I learned to be comfortable with silence and space, whether I moved through it on foot or on horseback. When I came home, my mother never asked me where I went. She knew. She allowed me this freedom because she couldn't yet grab it for herself; when she finally did, she was as purposeful and as merciless as I had ever been.
She taught me to be fearless within the world that was ours. There were black bear and there were moose but I never saw them in my hours of walking through tall grass. They preferred the muskeg, the bogs that stretched below the hills, with wallows of water, malformed, spindly trees, and an abundance of wild berries. I loved the miles of grass, alive under the wind, stretching off into more and more hills where nobody lived. I never got tired of taking off with one of our dogs on one of the rare days that wasn’t wet, finding old hunting trails to walk on, or pushing through green waves that were unending.

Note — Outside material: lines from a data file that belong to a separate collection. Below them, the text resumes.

Issue #5067, opened 2020-04-22
[l10n] Two step authentication flow translations


data-sync-user:
Add l10n support for the two step authentication (2FA) separate page and flow.

┆Issue is synchronized with this [Jira Task](https://jira.mozilla.com/browse/FXA-1734)
┆Issue Number: FXA-1734

data-sync-user:
➤ Barry Chen commented:

A few of the strings will be added as part of FXA-2893.

Issue #7322, opened 2021-01-21
Add localization for common password link


vbudhram:
From https://github.com/mozilla/fxa/pull/7290/files#r561961270, we should add localization to the common password link.

Fluent react does support having html elements in the ftl file but it wasn't obvious to me how this would look/work with a react component `LinkExternal`.

┆Issue is synchronized with this [Jira Task](https://jira.mozilla.com/browse/FXA-2935)
┆Issue Number: FXA-2935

On our own hill, the sky was a key element of the landscape; weather blew in from the inlet, across the muskeg, pushing thick billows of mist in our direction. Clouds in peculiar shapes raced beyond our windows or settled in clumps of grey, thin and tattered, bringing rain. On clear nights, especially in winter, stars glittered over deserts of snow and the moon turned the belts of trees behind our house into a place that wasn’t ours, holding something that enticed me and then made me turn back. On nights like that, we’d go sledding along the snow dunes that took on a soft pearl-like glow in the moonlight.
My mother often told me of how she and my father crossed the border into Canada on their first drive to Alaska and immediately had their rifles sealed by the customs officers. If they left the country with those seals broken, the penalty would be severe. So they camped their way across Canada, along a highway that was one of the least traveled on earth, sleeping in a tent with me, with no defense against marauding animals—and there were none. By the time they crossed the line between the Yukon Territory and Alaska, my mother had lost any vestigial urban fear that she might have brought with her from Manhattan, and she brought up her children to feel disdain for anybody who carried a gun for protection. We shared our country with animals who had been there long before we showed up and they were nothing to be afraid of.

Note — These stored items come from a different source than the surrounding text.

Issue #5062, opened 2020-04-22
[l10n] Recovery key flow translations


data-sync-user:
Add l10n support for the recovery key separate page and flow.

┆Issue is synchronized with this [Jira Task](https://jira.mozilla.com/browse/FXA-1733)
┆Issue Number: FXA-1733

PR #7346, opened 2021-01-23
Localize the Recovery Key page

6a68:
## Because

- we want to localize the Recovery Key page

## This pull request

- localizes the Recovery Key page
- adds en-US strings

Closes: #5062 

## Checklist

## Screenshots (Optional)

### DIFF
--- a/packages/fxa-settings/public/locales/en-US/settings.ftl
+++ b/packages/fxa-settings/public/locales/en-US/settings.ftl
@@ -13,6 +13,16 @@ app-footer-mozilla-logo-label = Mozilla logo
 app-footer-privacy-notice = Website Privacy Notice
 app-footer-terms-of-service = Terms of Service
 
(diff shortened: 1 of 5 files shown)


meandavejustice (changes requested):
Looks good, I noticed two things that need to be translated here:
* GetDataTrio title attributes
* `add-recovery-key-error`

The error looks like it's coming from the server so doesn't need to be included in this patch, but I wanted to note it so that it doesn't go untranslated in the future. Do you know if there is a ticket for translating these?

6a68:
Great catch, thanks! For the error strings, it looks like they are [already translated](https://github.com/mozilla/fxa/blob/main/packages/fxa-settings/public/locales/en-US/settings.ftl#L161-L225), so I just updated the error handling to use those l10n ids. Ready for another review.

meandavejustice (approved):
👍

When we lived in the small town with the supermarket, I joined a Brownie troop that met one day a week after school. When I walked to the church where the meetings took place, I was joined by quite a few sled dogs that were allowed to roam free, and they accompanied me to the Brownies every week, They were big and I was still small and I felt sure they had come to protect me and keep me company. When the meeting was over, they never followed me all the way home, which I thought was good manners on their part.

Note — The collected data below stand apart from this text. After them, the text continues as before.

Issue #7350, opened 2021-01-25
Add a nonce to load PayPal inline script and style elements


data-sync-user:
While FXA-2800 adds PayPal to our CSP when there is an explicit origin to include, allowing inline script and style tags requires generating a secure nonce on the server side and passing it to the client.

This is the suggested route per [PayPal's docs](https://developer.paypal.com/docs/checkout/troubleshoot/support/#content-security-policy-rules).

[~bbangert@mozilla.com] Does FxA already do this? What would you recommend as a good pattern?

┆Issue is synchronized with this [Jira Task](https://jira.mozilla.com/browse/FXA-2944)
┆Issue Number: FXA-2944

data-sync-user:
➤ Bianca Danforth commented:

Per this Slack thread ( https://mozilla.slack.com/archives/CG0AJ6E77/p1611587196023300 ) with Ben and Barry:

  * [Ricky] I did have it on the VPN site at one point https://github.com/mozilla-services/guardian-website/commit/10bef75c87962e950e7a3dd5ad580aecc92890c9
  * [Ben] the server could just make a uuid4 as the nonce and put that on the script tag and header
  * [Barry] No, we don't have that for Stripe
  * [Barry] Inject the nonce into index.html, read it and add it to the app context
  * See fxa-payments-server/server/lib/server.js for where we inject config into index.html
  * [Barry] meta tag seems the most appropriate

Issue #7269, opened 2021-01-14
Checkout: Add PayPal button createOrder handler to the Subscribe page


data-sync-user:
Edit: This ticket covers the `createOrder` PayPal button lifecycle method handler. The `onApprove` handler will be covered by a separate ticket, [FXA-2976](https://jira.mozilla.com/browse/FXA-2976).

---

Referring to the [PayPal Checkout Flow Implementation](https://docs.google.com/document/d/1j4qGzUK0IOBOh8VeB0yHt_ZEHAez3XNXKytrF6ZNAsw/edit#heading=h.n5lzn0am6uzx) created by Ben, we should add the [PayPal Checkout page script as described in the docs](https://developer.paypal.com/docs/checkout/reference/upgrade-integration/#2-add-the-smart-payment-buttons) and add the function bodies for all the required lifecycle methods for `paypal.Buttons()` per the [Checkout ladder diagram](https://github.com/mozilla/ecosystem-platform/pull/115).

E.g. `createOrder`, `onAuthorize`, etc. We can stub out the fxa-auth-server routes temporarily if needed, as long as we file a follow up ticket to use the correct routes once implemented.

┆Issue is synchronized with this [Jira Task](https://jira.mozilla.com/browse/FXA-2902)
┆Issue Number: FXA-2902

Issue #7115, opened 2020-12-10
Modify existing Customer object to have additional PayPal properties


data-sync-user:
For PayPal customers, there will be some additional payment information we want to display in the front end. That is accessed via a `Customer` object, which currently only has a [list of subscriptions and a `last4` property](https://github.com/mozilla/fxa/blob/44bbb161d958f084c1bb39902554f69a2333de90/packages/fxa-payments-server/src/components/PaymentForm/index.tsx#L87) representing the last four digits of their credit card number from Stripe.

We will need some new properties to be able to pass some PayPal specific information. Particularly billing information. For example, we need to know if the user is an existing PayPal customer for the checkout flow. What additional billing information we may require depends on FXA-2799.

┆Issue is synchronized with this [Jira Task](https://jira.mozilla.com/browse/FXA-2812)
┆Issue Number: FXA-2812

data-sync-user:
➤ Bianca Danforth commented:

FXA-2938 handled part of this, as there is now a `paypalAgreementId` property on the Stripe Customer object.
Per Ben:
> we have a key for current paypal billing agreements, but if the billing agreement is cancelled, we remove that key. yet there's a subscription requiring paypal.
> the customer object we return to the front-end for the subscription status check should include a 'paypal' value instead of the last4/brand
> whether that value should be included is if there's an active/past_due subscription that has collection_method of send_invoice

Issue #7098, opened 2020-12-08
Checkout: Add PayPal payment option on Subscribe page if there is saved PayPal payment information


data-sync-user:
As a simplification, for the MVP, we would like to only allow one payment option at a time. Therefore, similar to paying with Stripe, if we have saved PayPal payment information, we should have a screen to enable the user to subscribe to a product using it.

Edit: Also once #7115 is complete, this patch should add the logic to check whether an FxA user is an existing PayPal customer with saved payment information.

Open question(s):

* If the payment information is invalid, expired or otherwise unusable, do we show an error message here as we do for subscription management?

Task:

* Use the new Customer object to get the PayPal properties we need for information.
* Update logic for what components to show based on new Customer object properties
* Create new front end components for PayPal UI
* Write tests for those components in Jest.

This should be much easier after FXA-2800; we just have to find out what billing information we can/should show.

┆Issue is synchronized with this [Jira Task](https://jira.mozilla.com/browse/FXA-2801)
┆Issue Number: FXA-2801

data-sync-user:
➤ Bianca Danforth commented:

> This should be much easier after FXA-2800; we just have to find out what billing information we can/should show.

Since there can be many different funding sources for PayPal ( https://developer.paypal.com/docs/business/javascript-sdk/javascript-sdk-configuration/#disable-funding ) (see also FXA-2783 ( https://jira.mozilla.com/browse/FXA-2783 )), in contrast to Stripe which is only credit card, the recommendation is to just show that their billing source is PayPal.

data-sync-user:
➤ Jessica Cook commented:

Hi [~bchen@mozilla.com] adding the link to the saved payment option spec here https://www.figma.com/file/ejDMYaKpm5bsYL5YvhItur/Payment-Integration?node-id=696%3A4

data-sync-user:
➤ Barry Chen commented:

A few notes before I set this back to To Do.

The issue is currently blocked by FXA-3069.

There's a WIP branch at https://github.com/chenba/fxa/tree/2801-paypal-already.  That branch is based on the work Lesley did in FxA PR 7570, which is not yet in main.   ( https://github.com/chenba/fxa/tree/2801-paypal-already. )There a few failing existing tests in the branch; no new tests so far.  And form submission callback to call the API to create the additional subscription is not yet implemented.

data-sync-user:
➤ Bianca Danforth commented:

[...]

PR #7353, opened 2021-01-25
feat(payments): Add PayPal button to Subscribe page

biancadanforth:
## Because

- We want to provide the option to pay with PayPal on the Subscribe page.

## This pull request

- Adds a `PaypalButton` React component that renders if the PayPal feature is enabled (Issue #7271 ), and the customer is a new customer.

Closes: #7097 

## Checklist

## Screenshots (Optional)

Screen Shot 2021-01-25 at 3 08 16 PM

- To see the button, the PayPal feature must be enabled, see #7271 .
  - i.e. `FEATURE_USE_PAYPAL_UI_BY_DEFAULT=true pm2 restart payments --update-env`
- There is one CSP error that still needs to be handled by #7350 .
- The button needs to be shown conditionally based on whether there is any saved payment information. Currently, it is shown only if there is no saved Stripe payment information. After #7115 , #7098 will handle checking for saved PayPal payment information. 
- UI for this needs to be finalized with the TBD UX spec, see [FXA-2799](https://jira.mozilla.com/browse/FXA-2799), for example by adding the PayPal privacy policy.
- Button functionality will be handled by #7269 .

### DIFF
--- a/packages/fxa-payments-server/src/routes/Product/SubscriptionCreate/index.tsx
+++ b/packages/fxa-payments-server/src/routes/Product/SubscriptionCreate/index.tsx
@@ -1,4 +1,10 @@
-import React, { useState, useCallback } from 'react';
+import React, {
+  useState,
+  useCallback,
+  useContext,
+  useEffect,
+  Suspense,
+} from 'react';
 import { Stripe, StripeCardElement, StripeError } from '@stripe/stripe-js';
 import { Plan, Profile, Customer } from '../../../store/types';
 import { State as ValidatorState } from '../../../lib/validator';
@@ -16,7 +22,7 @@ import * as Amplitude from '../../../lib/amplitude';
 import { Localized } from '@fluent/react';
 import * as apiClient from '../../../lib/apiClient';
 
-import { config } from '../../../lib/config';
+import { AppContext } from '../../../lib/AppContext';
 
 import '../../Product/SubscriptionCreate/index.scss';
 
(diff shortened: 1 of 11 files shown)


chenba:
@biancadanforth there's an error with the build

biancadanforth:
I am going to add a check for `hasExistingCard`, so this at least only shows if there is no saved Stripe payment information; #7098 covers adding the additional logic for PayPal information.

packages/fxa-payments-server/src/routes/Product/SubscriptionCreate/index.tsx
```diff
@@ -61,6 +69,21 @@ export const SubscriptionCreate = ({
 }: SubscriptionCreateProps) => {
   const [submitNonce, refreshSubmitNonce] = useNonce();
 
+  useEffect(() => {
+    if (!config.featureFlags.usePaypalUIByDefault) {
+      return;
+    }
+    const script = document.createElement('script');
+    script.src = `https://www.paypal.com/sdk/js?client-id=${config.paypal.clientId}&vault=true&commit=false&intent=authorize&disable-funding=credit,card`;
```
rlr, line 77: nit: should we use `config.paypal.scriptUrl` since we have it instead of hard-coding `https://www.paypal.com`?

packages/fxa-payments-server/src/routes/Product/SubscriptionCreate/index.tsx
```diff
@@ -71,6 +94,10 @@ export const SubscriptionCreate = ({
     [selectedPlan]
   );
 
+  const { config } = useContext(AppContext);
+
+  const [paypalScriptLoaded, setPaypalScriptLoaded] = useState(false);
```
rlr, line 99: It's weird that this is here but it's used above. I would move the whole `useEffect(() => {...});` from above to somewhere below this.

chenba (approved):
LGTM.  Maybe move the `setState` call as suggested by rlr?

I told the girls in the troop about my companions one day and the mother who was our leader looked quite alarmed. “Aren’t you afraid, dear?” she asked and I assured her that the dogs were my friends.
That night her husband walked home with me and had a chat with my mother. Soon thereafter, I stopped going to Brownies, which wasn’t really a blow, but I did miss those dogs. They had proved to me that my father’s cautions against approaching our own sled dogs was just a lot of hooey, as I tearfully informed him one night at the supper table, shortly before I became an ex-Brownie. My mother remained silent but I was certain that at heart she agreed with me. I could imagine the dogs with their wolfish smiles, happily racing beside her at least part of the way as she drove the groceries home on her troika--I mean tractor.